Assigned task: From the first line to the last, repeat the data below exactly.

Provided information START

Issue #2068, opened 2022-03-11
Make sure `Open` state queue can be deleted until we support queue close in kubectl


Yikun:
**What happened**:
`Open` state queue can't be deleted in kubectl, this is not very convenient for users.

We'd better to make sure `Open` state queue can be deleted until we support queue operations in kubectl

**What you expected to happen**:
`Open` state queue can be deleted 

**How to reproduce it (as minimally and precisely as possible)**:
create a queue can't be deleted by kubectl

**Anything else we need to know?**:

**Environment**:
- Volcano Version: master
- Kubernetes version (use `kubectl version`): 1.23

hwdef:
https://github.com/volcano-sh/volcano/issues/2058
https://github.com/volcano-sh/volcano/issues/1687

Please combine the content of these two issues and the discussion at the last community meeting to make a comprehensive judgment

Thor-wl:
It may not be so reasonable for **open** queue to be deleted directly. There may be still some running and new coming jobs.

Issue #2058, opened 2022-03-07
Suggest to add a field to queue.spec indicating queue open or closed


hwdef:
#### What would you like to be added:

Add a field to queue.spec, by modifying this field, the queue can be turned on or off.

#### Why is this needed:

After adding this field, the user can open or close the queue through kubectl.

REF: #1687

#### optional name:

* switch: open/close
* state: open/close
* open: true/false
* ...

k82cn:
Can we delete all jobs fristly, and then delete the queue; we can handle those actions in `QueueController`, similar to namespace.

hwdef:
> Can we delete all jobs fristly, and then delete the queue; we can handle those actions in `QueueController`, similar to namespace.

It's really simpler, but I am worried that this will delete the job by mistake.
What if when deleting a queue, check if there are still jobs in the queue, and refuse to delete the queue if there are jobs?
I'm not sure which one to use, the one you said looks good and is more in line with the logic of kubernetes.

Yikun:
From api view, I think it's reasonable, 

then we can use yaml to control queue deletion, and I'm not sure the final UX for this.

I hope just use kubectl apply yaml to set queue spec rather than kubectl volcano plugin or something. 

Because we still need to allow users use API interfaces(golang API/java API) to set spec. The better way is use crd capability directly.

Yikun:
And we might want to think about the rleationship of original state and spec.state.

jyn244636695:
Is this question have been solved?

hwdef:
> Is this question have been solved?

no, this isuse is closed.

Issue #1687, opened 2021-08-19
Deleting a queue with `kubectl` fails with "only queue with state `Closed` can be deleted"


prokher:
**What happened**:

An attempt to delete a queue with `kubectl delete` ends with the following error:
```
Error from server: error when deleting "ex2-volcano.yaml": admission webhook "validatequeue.volcano.sh" denied the request: only queue with state `Closed` can be deleted, queue `one-q` state is `Open`
Error from server (NotFound): error when deleting "ex2-volcano.yaml": jobs.batch.volcano.sh "j1-vj" not found
```

**What you expected to happen**:

I expect queue be deleted.

**How to reproduce it (as minimally and precisely as possible)**:

Just create a new queue and try to delete it with `kubectl delete`.

**Anything else we need to know?**:

I realize I can close the queue first with `vcctl`, but I need a pure Kubernetes solution without extra CLI tools. I am going to eventually create/delete queues through Kubernetes API so I cannot rely on some external CLI utilities. I tried to edit a queue with `kubectl edit` but unfortunately could not close it this way.

**Environment**:
- Volcano Version: 1.3.0
- Kubernetes version (use `kubectl version`):
  ```
  Client Version: version.Info{Major:"1", Minor:"22", GitVersion:"v1.22.0", GitCommit:"c2b5237ccd9c0f1d600d3072634ca66cefdf272f", GitTreeState:"clean", BuildDate:"2021-08-04T17:56:19Z", GoVersion:"go1.16.6", Compiler:"gc", Platform:"darwin/amd64"}
  Server Version: version.Info{Major:"1", Minor:"21", GitVersion:"v1.21.2", GitCommit:"092fbfbf53427de67cac1e9fa54aaa09a28371d7", GitTreeState:"clean", BuildDate:"2021-06-16T12:53:14Z", GoVersion:"go1.16.5", Compiler:"gc", Platform:"linux/amd64"}
  ```

Thor-wl:
As the design of `queue`, only queues with `closed` status, which means it will no longer receive new coming jobs, can be deleted. `queue` is a concept inheriting from traditional HPC scheduling architectures and widely used for cluster resource sharing and division among departments or groups. As to default scheduler of Kubernets, it's a scheduling for common scenarios. So it contains no `queue`.

prokher:
[...]

PR #2069, opened 2022-03-11
Make sure Open state queue can be deleted

Yikun:
Make sure `Open` state queue can't be deleted in kubectl, this is not very convenient for users. We'd better to make sure `Open` state queue can be deleted until we support queue operations in kubectl.

Signed-off-by: Yikun Jiang <yikunkero@gmail.com>

Closes: https://github.com/volcano-sh/volcano/issues/2068

### DIFF
--- a/pkg/webhooks/admission/queues/validate/validate_queue.go
+++ b/pkg/webhooks/admission/queues/validate/validate_queue.go
@@ -198,14 +198,9 @@ func validateQueueDeleting(queue string) error {
 		return fmt.Errorf("`%s` queue can not be deleted", "default")
 	}
 
-	q, err := config.VolcanoClient.SchedulingV1beta1().Queues().Get(context.TODO(), queue, metav1.GetOptions{})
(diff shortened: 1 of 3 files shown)


Yikun:
cc @william-wang

hwdef:
https://github.com/volcano-sh/volcano/issues/2058
https://github.com/volcano-sh/volcano/issues/1687

Please combine the content of these two issues and the discussion at the last community meeting to make a comprehensive judgment

hwdef (commented):
/hold
1. Not sure if this approach is widely accepted.
2. The case where there are jobs in the queue is not processed

william-wang:
The `Open` queue can not be deleted. It is a good feature in some scenarios. However this feature also cause some inconvenience for users due to it is not supported with kubectl and vcctl needs a extra installation.
So the #1687 is working on to support delete queue by kubectl.  I agree disable/remove the queue validation prior to the pr is merged.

Provided information END

Completed task:
Issue #2068, opened 2022-03-11
Make sure `Open` state queue can be deleted until we support queue close in kubectl


Yikun:
**What happened**:
`Open` state queue can't be deleted in kubectl, this is not very convenient for users.

We'd better to make sure `Open` state queue can be deleted until we support queue operations in kubectl

**What you expected to happen**:
`Open` state queue can be deleted 

**How to reproduce it (as minimally and precisely as possible)**:
create a queue can't be deleted by kubectl

**Anything else we need to know?**:

**Environment**:
- Volcano Version: master
- Kubernetes version (use `kubectl version`): 1.23

hwdef:
https://github.com/volcano-sh/volcano/issues/2058
https://github.com/volcano-sh/volcano/issues/1687

Please combine the content of these two issues and the discussion at the last community meeting to make a comprehensive judgment

Thor-wl:
It may not be so reasonable for **open** queue to be deleted directly. There may be still some running and new coming jobs.

Issue #2058, opened 2022-03-07
Suggest to add a field to queue.spec indicating queue open or closed


hwdef:
#### What would you like to be added:

Add a field to queue.spec, by modifying this field, the queue can be turned on or off.

#### Why is this needed:

After adding this field, the user can open or close the queue through kubectl.

REF: #1687

#### optional name:

* switch: open/close
* state: open/close
* open: true/false
* ...

k82cn:
Can we delete all jobs fristly, and then delete the queue; we can handle those actions in `QueueController`, similar to namespace.

hwdef:
> Can we delete all jobs fristly, and then delete the queue; we can handle those actions in `QueueController`, similar to namespace.

It's really simpler, but I am worried that this will delete the job by mistake.
What if when deleting a queue, check if there are still jobs in the queue, and refuse to delete the queue if there are jobs?
I'm not sure which one to use, the one you said looks good and is more in line with the logic of kubernetes.

Yikun:
From api view, I think it's reasonable, 

then we can use yaml to control queue deletion, and I'm not sure the final UX for this.

I hope just use kubectl apply yaml to set queue spec rather than kubectl volcano plugin or something. 

Because we still need to allow users use API interfaces(golang API/java API) to set spec. The better way is use crd capability directly.

Yikun:
And we might want to think about the rleationship of original state and spec.state.

jyn244636695:
Is this question have been solved?

hwdef:
> Is this question have been solved?

no, this isuse is closed.

Issue #1687, opened 2021-08-19
Deleting a queue with `kubectl` fails with "only queue with state `Closed` can be deleted"


prokher:
**What happened**:

An attempt to delete a queue with `kubectl delete` ends with the following error:
```
Error from server: error when deleting "ex2-volcano.yaml": admission webhook "validatequeue.volcano.sh" denied the request: only queue with state `Closed` can be deleted, queue `one-q` state is `Open`
Error from server (NotFound): error when deleting "ex2-volcano.yaml": jobs.batch.volcano.sh "j1-vj" not found
```

**What you expected to happen**:

I expect queue be deleted.

**How to reproduce it (as minimally and precisely as possible)**:

Just create a new queue and try to delete it with `kubectl delete`.

**Anything else we need to know?**:

I realize I can close the queue first with `vcctl`, but I need a pure Kubernetes solution without extra CLI tools. I am going to eventually create/delete queues through Kubernetes API so I cannot rely on some external CLI utilities. I tried to edit a queue with `kubectl edit` but unfortunately could not close it this way.

**Environment**:
- Volcano Version: 1.3.0
- Kubernetes version (use `kubectl version`):
  ```
  Client Version: version.Info{Major:"1", Minor:"22", GitVersion:"v1.22.0", GitCommit:"c2b5237ccd9c0f1d600d3072634ca66cefdf272f", GitTreeState:"clean", BuildDate:"2021-08-04T17:56:19Z", GoVersion:"go1.16.6", Compiler:"gc", Platform:"darwin/amd64"}
  Server Version: version.Info{Major:"1", Minor:"21", GitVersion:"v1.21.2", GitCommit:"092fbfbf53427de67cac1e9fa54aaa09a28371d7", GitTreeState:"clean", BuildDate:"2021-06-16T12:53:14Z", GoVersion:"go1.16.5", Compiler:"gc", Platform:"linux/amd64"}
  ```

Thor-wl:
As the design of `queue`, only queues with `closed` status, which means it will no longer receive new coming jobs, can be deleted. `queue` is a concept inheriting from traditional HPC scheduling architectures and widely used for cluster resource sharing and division among departments or groups. As to default scheduler of Kubernets, it's a scheduling for common scenarios. So it contains no `queue`.

prokher:
[...]

PR #2069, opened 2022-03-11
Make sure Open state queue can be deleted

Yikun:
Make sure `Open` state queue can't be deleted in kubectl, this is not very convenient for users. We'd better to make sure `Open` state queue can be deleted until we support queue operations in kubectl.

Signed-off-by: Yikun Jiang <yikunkero@gmail.com>

Closes: https://github.com/volcano-sh/volcano/issues/2068

### DIFF
--- a/pkg/webhooks/admission/queues/validate/validate_queue.go
+++ b/pkg/webhooks/admission/queues/validate/validate_queue.go
@@ -198,14 +198,9 @@ func validateQueueDeleting(queue string) error {
 		return fmt.Errorf("`%s` queue can not be deleted", "default")
 	}
 
-	q, err := config.VolcanoClient.SchedulingV1beta1().Queues().Get(context.TODO(), queue, metav1.GetOptions{})
(diff shortened: 1 of 3 files shown)


Yikun:
cc @william-wang

hwdef:
https://github.com/volcano-sh/volcano/issues/2058
https://github.com/volcano-sh/volcano/issues/1687

Please combine the content of these two issues and the discussion at the last community meeting to make a comprehensive judgment

hwdef (commented):
/hold
1. Not sure if this approach is widely accepted.
2. The case where there are jobs in the queue is not processed

william-wang:
The `Open` queue can not be deleted. It is a good feature in some scenarios. However this feature also cause some inconvenience for users due to it is not supported with kubectl and vcctl needs a extra installation.
So the #1687 is working on to support delete queue by kubectl.  I agree disable/remove the queue validation prior to the pr is merged.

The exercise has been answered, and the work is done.